第16話初依頼と初仲間

 日もすっかり暮れ、宿屋に戻った俺とブリュンヒルデは、宿の夕食を食べて部屋へ戻る。

 買ったばかりの武器を壁に立て掛け俺はベッドにダイブ、ブリュンヒルデは変わらぬ無表情で壁際に突っ立っていた。


「ブリュンヒルデ、お前も座って休め」

『はい、センセイ』 

 

 するとブリュンヒルデはその場で正座した。そうじゃない。

 俺はベッドから起き上がる。


「違う違う、いいかブリュンヒルデ、もう少し人間らしく振る舞うんだ。例えばこう、ベッドに腰掛けてそのまま寝転んだり、ソファに座ってジュース飲んだり、スッキリするためにシャワー浴びたり」

『センセイ、どの行動も私には不必要です』

「そうかもな······でも、人間らしく振る舞うってのはそういうことだ。よーし、ブリュンヒルデに宿題だ。『ブリュンヒルデの考えた人間らしさ』を10個考えろ。できたら俺に見せろ」

『··········』


 俺は部屋に置いてあったメモ用紙を一枚取り、ブリュンヒルデに渡す。

 正座のまま紙を受け取ったブリュンヒルデに視線を合わせるため、俺はしゃがむ。


「ブリュンヒルデ、お前はなんだ?」

『はい。私は『戦乙女型アンドロイドcode04ブリュンヒルデ』です。アンドロイドを滅ぼすために人間の手によって作られた兵器であります』

「違う。それはお前に与えられた『目的』だ。その目的は今日限りで破棄、いいか、お前は『ブリュンヒルデ』だ。普通の女の子みたいに、飲んで食べて笑って······そんな風に生きていくんだ」

『理解不能』

「ははは、まだ難しいか? なら、俺と一緒に少しずつ歩いて行こう。お前ならきっとできるさ」

『·········』


 俺はブリュンヒルデの頭を撫でる。

 サラサラできめ細かい髪の感触。撫でられても無表情で彫刻みたいな顔。

 ふと、見える。ブリュンヒルデとクラスのみんなが仲良くおしゃべりする光景。

 俺は教師だ。この子に足りないモノを教えてやる。


 ◇ ◇ ◇ ◇ ◇ ◇


 翌日。

 朝食を食べて(もちろんブリュンヒルデも一緒に)冒険者ギルドへ向かう。今日は依頼を受けてみよう。
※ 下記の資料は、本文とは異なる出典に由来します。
PR #8734, opened 2025-02-12
Fix for foldovers so that they are not considered as coplanar

sloriot:
It is still not clear to me if we want to support those configurations as they are self-intersections.


sloriot:
Successfully tested in CGAL-6.1-Ic-132

PR #8737, opened 2025-02-13
Cmap add test gdamiand

gdamiand:
## Summary of Changes

Solve a bug for CMap and GMap when we iterate on an empty map with an iterator that needs to mark cells, and when using index version.

## Release Management

* Affected package(s): CMap GMap

### DIFF
--- a/Combinatorial_map/include/CGAL/Cell_iterators.h
+++ b/Combinatorial_map/include/CGAL/Cell_iterators.h
@@ -86,7 +86,8 @@ namespace CGAL {
                               Tag_true>::value);
       CGAL_assertion(amap.is_whole_map_unmarked(mcell_mark_number));
 
-      mark_cell<Map,i,dim>(amap, adart, mcell_mark_number);
+      if(this->cont())
+      { mark_cell<Map,i,dim>(amap, adart, mcell_mark_number); }
     }
 
     /// Destructor.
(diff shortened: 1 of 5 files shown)


gdamiand:
Maybe it is better for release branch? (but the bug is very specific thus it is ok to use master)

Combinatorial_map/include/CGAL/Cell_iterators.h
```diff
@@ -86,7 +86,8 @@ namespace CGAL {
                               Tag_true>::value);
       CGAL_assertion(amap.is_whole_map_unmarked(mcell_mark_number));
 
-      mark_cell<Map,i,dim>(amap, adart, mcell_mark_number);
+      if(this->cont())
+      { mark_cell<Map,i,dim>(amap, adart, mcell_mark_number); }
```
albert-github, line 90: Wouldn't it be better to have the test inside the function (as this is anyway provided) and this will in one go protect all calls to the function.

gdamiand: the mark_cell function takes a descriptor as input; and has a requirement that this descriptor is "valid".
thus I think the current use is correct.

sloriot:
Successfully tested in CGAL-6.1-Ic-90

 のんびり歩いて冒険者ギルドに到着。ギルド内はかなり混んでいた。


「な、なんだこれ······あ、そうか‼ 依頼が貼り出されるからか‼」


 依頼掲示板には冒険者が殺到していた。そして、ギルド職員が掲示板にせっせと紙を張り出している。たぶんあれが依頼なんだ。

 依頼を貼り終えると同時に屈強な冒険者たちが掲示板に殺到。依頼書の奪い合いになる。だが、喧嘩にはならない。なぜならギルド内での揉め事は御法度。破れば冒険者資格の剥奪や等級を下げられるから。

 まぁ、俺たち最下級の冒険者には関係ない。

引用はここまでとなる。